Transcribe the records below exactly, from their first line through the line containing "--- a/client/ayon_blender/api/ops.py". Omit every line after it.

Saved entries
+--
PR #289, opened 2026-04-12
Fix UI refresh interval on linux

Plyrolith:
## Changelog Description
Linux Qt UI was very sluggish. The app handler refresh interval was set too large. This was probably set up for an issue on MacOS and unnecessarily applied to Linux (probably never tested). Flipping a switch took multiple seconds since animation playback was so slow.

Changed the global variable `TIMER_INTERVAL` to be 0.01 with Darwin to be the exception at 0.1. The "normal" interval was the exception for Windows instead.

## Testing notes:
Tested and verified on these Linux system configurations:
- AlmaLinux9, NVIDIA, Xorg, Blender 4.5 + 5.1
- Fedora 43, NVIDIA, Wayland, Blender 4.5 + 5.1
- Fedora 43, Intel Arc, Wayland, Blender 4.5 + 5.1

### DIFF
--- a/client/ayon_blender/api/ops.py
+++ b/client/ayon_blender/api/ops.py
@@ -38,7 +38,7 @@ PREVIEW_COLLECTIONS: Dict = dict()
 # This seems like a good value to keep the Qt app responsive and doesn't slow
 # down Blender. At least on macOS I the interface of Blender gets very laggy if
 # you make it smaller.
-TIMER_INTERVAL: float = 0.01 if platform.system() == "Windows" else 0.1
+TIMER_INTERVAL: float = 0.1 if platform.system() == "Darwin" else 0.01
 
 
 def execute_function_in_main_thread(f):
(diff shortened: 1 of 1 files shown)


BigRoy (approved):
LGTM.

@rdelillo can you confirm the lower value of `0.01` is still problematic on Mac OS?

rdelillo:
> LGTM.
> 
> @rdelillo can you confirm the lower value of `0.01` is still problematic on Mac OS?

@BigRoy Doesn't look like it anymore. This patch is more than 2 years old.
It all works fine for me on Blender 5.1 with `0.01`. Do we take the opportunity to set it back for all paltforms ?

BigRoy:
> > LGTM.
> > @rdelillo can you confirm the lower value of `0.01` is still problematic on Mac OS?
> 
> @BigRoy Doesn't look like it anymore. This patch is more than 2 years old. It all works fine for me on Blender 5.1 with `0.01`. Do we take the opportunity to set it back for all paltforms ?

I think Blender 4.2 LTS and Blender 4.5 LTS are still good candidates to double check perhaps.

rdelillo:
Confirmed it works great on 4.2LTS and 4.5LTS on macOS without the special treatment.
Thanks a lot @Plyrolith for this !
+--
### EXERCISE SOLUTION
PR #289, opened 2026-04-12
Fix UI refresh interval on linux

Plyrolith:
## Changelog Description
Linux Qt UI was very sluggish. The app handler refresh interval was set too large. This was probably set up for an issue on MacOS and unnecessarily applied to Linux (probably never tested). Flipping a switch took multiple seconds since animation playback was so slow.

Changed the global variable `TIMER_INTERVAL` to be 0.01 with Darwin to be the exception at 0.1. The "normal" interval was the exception for Windows instead.

## Testing notes:
Tested and verified on these Linux system configurations:
- AlmaLinux9, NVIDIA, Xorg, Blender 4.5 + 5.1
- Fedora 43, NVIDIA, Wayland, Blender 4.5 + 5.1
- Fedora 43, Intel Arc, Wayland, Blender 4.5 + 5.1

### DIFF
--- a/client/ayon_blender/api/ops.py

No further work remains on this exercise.